**PROBLEM TO SOLVE:** Take from the records below each line that holds "newline".

**EXERCISE INPUT:**
....

Issue #2497, opened 2025-06-26
Dashboard does not allow to create shoots on tainted seeds, even with project toleration


chrisbal-b:
**What happened**:
Gardener dashboard prevents:

- adding Infrastructure credentials
- creation of a shoot

in case of a tainted seed (see screenshot)
![Image](https://github.com/user-attachments/assets/68e8ab35-c6a3-468f-93fe-6ef5c3340f56)

If the Gardener project has a default configuration added:
``` yaml     
tolerations:
    defaults:
    -key: seed.gardener.cloud/protected
    whitelist:
    - key: seed.gardener.cloud/protected
 ``` 
it is possible to apply shoot-manifests (without toleration) to the virtual garden and have them deployed.

**What you expected to happen**:
Gardener Dashboard should consider project-wide tolerations, when checking, if proper Seed and CloudProfile is available

**How to reproduce it (as minimally and precisely as possible)**:
Gardener setup with one Seed that has taint:
``` yaml       
taints:
  - key: seed.gardener.cloud/protected
 ```
Project, with tolerations defined. Let me know, if you need an environment to observe this issue.

**Anything else we need to know**:
[This PR](https://github.com/gardener/dashboard/pull/2454) lowers the impact of the issue, as it seems to only show a warning for non-matching seeds and does not block the creation of shoots anymore

**Environment**:
GCP hosted Gardener environment

PR #2589, opened 2025-08-25
Considers project tolerations for cloudprofile selection in shoot creation dialogue

klocke-io:
Feature: Considers project tolerations 
Refactoring: moves seed matching for cloud profiles to frontend
Fixes https://github.com/gardener/dashboard/issues/2497

**Release note**:

```feature user
Considers project tolerations for cloudprofile selection in shoot creation dialogue
```

### DIFF
--- a/backend/lib/cache/index.js
+++ b/backend/lib/cache/index.js
@@ -86,15 +86,6 @@ export default {
   getSeedByUid (uid) {
     return cache.get('seeds').find(['metadata.uid', uid])
   },
-  getVisibleAndNotProtectedSeeds () {
-    const predicate = item => {
-      const taints = _.get(item, ['spec', 'taints'])
-      const unprotected = !_.find(taints, ['key', 'seed.gardener.cloud/protected'])
-      const visible = _.get(item, ['spec', 'settings', 'scheduling', 'visible'])
-      return unprotected && visible
-    }
-    return _.filter(cache.getSeeds(), predicate)
-  },
   getProject (name) {
     const project = cache.get('projects').find(['metadata.name', name])
     if (!project) {
--- a/frontend/__tests__/stores/cloudProfile.spec.js
+++ b/frontend/__tests__/stores/cloudProfile.spec.js
@@ -26,7 +26,7 @@ describe('stores', () => {
 
     let cloudProfileRef
 
-    function setData (spec) {
+    function setSpec (spec) {
       cloudProfileStore.setCloudProfiles([{
         metadata: {
           name: 'foo',
@@ -36,13 +36,13 @@ describe('stores', () => {
     }
 
     function setMachineImages (machineImages) {
-      setData({
+      setSpec({
         machineImages,
       })
     }
 
     function setKubernetesVersions (kubernetesVersions) {
-      setData({
+      setSpec({
         kubernetes: {
           versions: kubernetesVersions,
         },
@@ -651,7 +651,7 @@ describe('stores', () => {
       ]
 
       beforeEach(() => {
-        setData({
+        setSpec({
           machineTypes,
           volumeTypes,
           regions,
@@ -749,7 +749,7 @@ describe('stores', () => {
       ]
 
       beforeEach(() => {
-        setData({
+        setSpec({
           providerConfig: {
             constraints: {
               floatingPools,
@@ -833,7 +833,7 @@ describe('stores', () => {
       })
 
       it('should return default node cidr from cloud profile', () => {
-        setData({
+        setSpec({
           providerConfig: {
             defaultNodesCIDR: '1.2.3.4/16',
           },
--- a/frontend/__tests__/stores/cloudProfile.spec.js
+++ b/frontend/__tests__/stores/cloudProfile.spec.js
@@ -26,12 +26,12 @@ describe('stores', () => {
 
     let cloudProfileRef
 
-    function setData (data) {
+    function setData (spec) {
       cloudProfileStore.setCloudProfiles([{
         metadata: {
           name: 'foo',
         },
-        data,
+        spec,
       }])
     }
 
--- a/frontend/__tests__/stores/seed.spec.js
+++ b/frontend/__tests__/stores/seed.spec.js
@@ -29,6 +29,12 @@ describe('stores', () => {
             type: 'aws',
           },
           region: 'eu-west-1',
+          taints: [], // No taints = not protected
+          settings: {
+            scheduling: {
+              visible: true,
+            },
+          },
         },
       },
       {
@@ -44,6 +50,12 @@ describe('stores', () => {
             type: 'aws',
           },
           region: 'us-east-1',
+          taints: [], // No taints = not protected
+          settings: {
+            scheduling: {
+              visible: true,
+            },
+          },
         },
       },
       {
@@ -59,6 +71,12 @@ describe('stores', () => {
             type: 'gcp',
           },
           region: 'europe-west1',
+          taints: [], // No taints = not protected
+          settings: {
+            scheduling: {
+              visible: true,
+            },
+          },
         },
       },
       {
@@ -74,6 +92,12 @@ describe('stores', () => {
             type: 'azure',
           },
           region: 'westeurope',
+          taints: [], // No taints = not protected
+          settings: {
+            scheduling: {
+              visible: true,
+            },
+          },
         },
       },
     ]
@@ -92,7 +116,7 @@ describe('stores', () => {
             name: 'aws-profile',
             providerType: 'aws',
           },
-          data: {
+          spec: {
             type: 'aws',
           },
         }
@@ -109,7 +133,7 @@ describe('stores', () => {
             name: 'aws-production-profile',
             providerType: 'aws',
           },
-          data: {
+          spec: {
             type: 'aws',
             seedSelector: {
               matchLabels: {
@@ -130,7 +154,7 @@ describe('stores', () => {
             name: 'multi-provider-profile',
             providerType: 'aws',
           },
-          data: {
+          spec: {
             type: 'aws',
             seedSelector: {
               providerTypes: ['aws', 'gcp'],
@@ -151,7 +175,7 @@ describe('stores', () => {
             name: 'wildcard-profile',
             providerType: 'aws',
           },
-          data: {
+          spec: {
             type: 'aws',
             seedSelector: {
               providerTypes: ['*'],
@@ -169,7 +193,7 @@ describe('stores', () => {
             name: 'complex-selector-profile',
             providerType: 'aws',
           },
-          data: {
+          spec: {
             type: 'aws',
             seedSelector: {
               providerTypes: ['*'],
@@ -193,7 +217,7 @@ describe('stores', () => {
             name: 'no-match-profile',
             providerType: 'openstack',
           },
-          data: {
+          spec: {
             type: 'openstack',
           },
         }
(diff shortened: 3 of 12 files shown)


backend/lib/cache/index.js
```diff
@@ -86,15 +86,6 @@ export default {
   getSeedByUid (uid) {
     return cache.get('seeds').find(['metadata.uid', uid])
   },
-  getVisibleAndNotProtectedSeeds () {
-    const predicate = item => {
-      const taints = _.get(item, ['spec', 'taints'])
-      const unprotected = !_.find(taints, ['key', 'seed.gardener.cloud/protected'])
-      const visible = _.get(item, ['spec', 'settings', 'scheduling', 'visible'])
-      return unprotected && visible
```
petersutter, line 94: did this filter get lost?

frontend/__tests__/stores/cloudProfile.spec.js
```diff
@@ -26,12 +26,12 @@ describe('stores', () => {
 
     let cloudProfileRef
 
-    function setData (data) {
+    function setData (spec) {
```
petersutter: should probably also be renamed to setSpec

frontend/__tests__/stores/seed.spec.js
```diff
@@ -0,0 +1,304 @@
...
+    })
+
+    describe('#seedsForCloudProfile', () => {
+      it('should return seeds matching cloud profile provider type', () => {
+        const cloudProfile = {
+          metadata: {
+            name: 'aws-profile',
+            providerType: 'aws',
+          },
+          data: {
```
petersutter: the cloud profile structure should not have a `data` field but a `spec` instead.

frontend/__tests__/stores/cloudProfile.spec.js
klocke-io: addressed in https://github.com/gardener/dashboard/pull/2589/commits/355e3bc0990544c9bc1aa2ad303247a6039c2e5e

frontend/__tests__/stores/seed.spec.js
klocke-io: addressed in cd1a74d6bafcd29c71da145e74bb3c3c5fb41541

backend/lib/cache/index.js
klocke-io: addressed in cd1a74d6bafcd29c71da145e74bb3c3c5fb41541

frontend/src/components/GSelectCloudProfile.vue
```diff
@@ -39,49 +45,49 @@ const props = defineProps({
...
-    required: true,
-  },
-  namespacedCloudProfiles: {
-    type: Array,
-    required: false,
-    default: () => [],
-  },
 })
 
+const { seedsByCloudProfileRef, cloudProfileList } = useCloudProfileStore()
```
petersutter: use storeToRefs for cloudProfileList (you can check in other places in the codebase for reference), otherwise you loose reactivity

frontend/src/utils/index.js
```diff
@@ -149,6 +149,15 @@ export function displayName (username) {
   return username
 }
```
grolu, line 151: it is currently not used. It is also not included in the example cloudprofile in g/g repo. I quickly checked dev landscape and found only one cp using it. Also it includes the old sapcloud.io domain. So let's drop it for now. We could re-introduce it with new label if required.

frontend/src/components/GSelectCloudProfile.vue
```diff
@@ -39,49 +45,49 @@ const props = defineProps({
...
+const projectStore = useProjectStore()
+
+const seeds = computed(() => {
+  return seedsByCloudProfileRef(props.modelValue, projectStore.project)
```
petersutter: assign props.modelValue to variable for better readability

frontend/src/utils/index.js
petersutter: not sure if anyone else is using it in the community. Did we announce this as feature in the past?
We could also introduce a new gardener.cloud annotation and use the sapcloud.io as fallback for a few releases. In case we don't drop it, this should rather be moved to a cloudprofile composable

frontend/src/composables/useShootHelper.js
```diff
@@ -37,6 +38,7 @@ const shootPropertyMappings = Object.freeze({
   kubernetesVersion: ['spec', 'kubernetes', 'version'],
   providerType: ['spec', 'provider', 'type'],
   addons: ['spec', 'addons'],
+  projectName: ['metadata', 'namespace'],
```
petersutter: the namespace is not equivalent to the projectName. 
You can use `projectNameByNamespace` on the project store, to get a project name for a given namespace
Or you fetch the project by namespace, similar to how it is done here

https://github.com/gardener/dashboard/blob/372f302f5f21f0bb1ea26b2204b35b0ae0fa83ef/frontend/src/store/project.js#L88-L90

frontend/src/store/seed.js
```diff
@@ -44,17 +46,78 @@ export const useSeedStore = defineStore('seed', () => {
...
+    const seedTaints = get(seed, ['spec', 'taints'])
+
+    if (!seedTaints || seedTaints.length === 0) {
+      return true
+    }
+
+    const projectTolerations = get(project, ['spec', 'tolerations', 'defaults'], [])
+    if (!projectTolerations || projectTolerations.length === 0) {
+      return false
+    }
```
petersutter: we could also do the following, but no strong opinion. however I'd at least have the newline removed in line 51. Also there is inconsistent defaulting in the get function call. was this by intention? 
```suggestion
    const seedTaints = get(seed, ['spec', 'taints'])  ?? []
    if (seedTaints.length === 0) {
      return true
    }

    const projectTolerations = get(project, ['spec', 'tolerations', 'defaults']) ?? []
    if (projectTolerations.length === 0) {
      return false
    }
```

frontend/src/store/seed.js
```diff
@@ -44,17 +46,78 @@ export const useSeedStore = defineStore('seed', () => {
...
+      }
+
+      if (matchLabels && !isEmpty(matchLabels)) {
+        const seedLabels = get(seed, ['metadata', 'labels'], {})
+        const labelMatcher = matches(matchLabels)
+        return labelMatcher(seedLabels)
+      }
+
+      return true
+    }
```
petersutter: nit:  build label matcher once, also `matchLabels` check can be omitted when using isEmpty (line 98)

```suggestion
    const providerTypes = get(cloudProfile, ['spec', 'seedSelector', 'providerTypes'], [providerType])

    const labelMatcher = !isEmpty(matchLabels)
      ? matches(matchLabels)
      : null

    return function matchSeed (seed) {
      const seedProviderType = get(seed, ['spec', 'provider', 'type'])
      const providerTypeMatches = providerTypes.some(type => [seedProviderType, '*'].includes(type))

      if (!providerTypeMatches) {
        return false
      }

      if (matchLabels && !isEmpty(matchLabels)) {
        const seedLabels = get(seed, ['metadata', 'labels'], {})
        return labelMatcher(seedLabels)
      }

      return true
    }
```

frontend/src/store/seed.js
```diff
@@ -44,17 +46,78 @@ export const useSeedStore = defineStore('seed', () => {
...
+  }
+
+  function seedsForCloudProfileByProject (cloudProfile, project) {
+    if (!cloudProfile || !project) {
+      return []
+    }
```
petersutter: why would we return an empty list if project is not set?

frontend/src/store/seed.js
```diff
@@ -44,17 +46,78 @@ export const useSeedStore = defineStore('seed', () => {
...
+
+    const seeds = getVisibleAndToleratedSeeds(project)
+
+    if (!seeds.length > 0) {
+      return []
+    }
```
petersutter:
```suggestion
    const seeds = getVisibleAndToleratedSeeds(project)
    if (seeds.length === 0) {
      return []
    }
```

frontend/src/store/seed.js
```diff
@@ -44,17 +46,78 @@ export const useSeedStore = defineStore('seed', () => {
...
+      return () => false
+    }
+
+    const providerType = get(cloudProfile, ['spec', 'type'])
+    const matchLabels = get(cloudProfile, ['spec', 'seedSelector', 'matchLabels'])
+    const providerTypes = get(cloudProfile, ['spec', 'seedSelector', 'providerTypes'], [providerType])
+
+    return function matchSeed (seed) {
+      const seedProviderType = get(seed, ['spec', 'provider', 'type'])
+      const providerTypeMatches = providerTypes.some(type => [seedProviderType, '*'].includes(type))
```
petersutter: I know this code was not new (from backend code) but still it could be improved
```suggestion
      const providerTypeMatches = providerTypes.includes(seedProviderType) || providerTypes.includes('*')
```

frontend/src/composables/useShootHelper.js
klocke-io: @petersutter I would fetch the current `projectName` directly from the store instead of adding it to the shoot. like so: 

```js
diff --git a/frontend/src/composables/useShootHelper.js b/frontend/src/composables/useShootHelper.js
index 8231ccd6..b909f24c 100644
--- a/frontend/src/composables/useShootHelper.js
+++ b/frontend/src/composables/useShootHelper.js
@@ -9,6 +9,7 @@ import {
   inject,
   provide,
 } from 'vue'
+import { storeToRefs } from 'pinia'
 
 import { useCloudProfileStore } from '@/store/cloudProfile'
 import { useConfigStore } from '@/store/config'
@@ -38,7 +39,6 @@ const shootPropertyMappings = Object.freeze({
   kubernetesVersion: ['spec', 'kubernetes', 'version'],
   providerType: ['spec', 'provider', 'type'],
   addons: ['spec', 'addons'],
-  projectName: ['metadata', 'namespace'],
 })
 
 export function createShootHelperComposable (shootItem, options = {}) {
@@ -60,11 +60,12 @@ export function createShootHelperComposable (shootItem, options = {}) {
     kubernetesVersion,
     providerType,
     addons,
-    projectName,
   } = mapValues(shootPropertyMappings, path => {
     return computed(() => get(shootItem.value, path))
   })
 
+  const { projectName } = storeToRefs(projectStore)
+
   const project = computed(() => {
     return find(projectStore.projectList, ['metadata.name', projectName.value])
   })

```

frontend/src/store/seed.js
klocke-io: I see your point, is there a project standard in how we handle defaults? 
But I will definitely remove the newline.

frontend/src/store/seed.js
klocke-io: well I renamed the function accordingly :D, but jokes aside, I see your point, I will look again at this function, if it should also be consumable outside of a project context, and then maybe return just normal cloudprofiles.

frontend/src/utils/index.js
klocke-io: I created a dedicated issue which I would address afterwards. 

https://github.com/gardener/dashboard/issues/2611

frontend/src/components/GSelectCloudProfile.vue
```diff
@@ -47,11 +48,15 @@ const props = defineProps({
   },
 })
 
-const { seedsByCloudProfileRef, cloudProfileList } = useCloudProfileStore()
-const projectStore = useProjectStore()
+const cloudProfileRef = props.modelValue
```
petersutter: toRef

petersutter (approved):
/lgtm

....

**TASK RESULT:**
petersutter: we could also do the following, but no strong opinion. however I'd at least have the newline removed in line 51. Also there is inconsistent defaulting in the get function call. was this by intention? 
But I will definitely remove the newline.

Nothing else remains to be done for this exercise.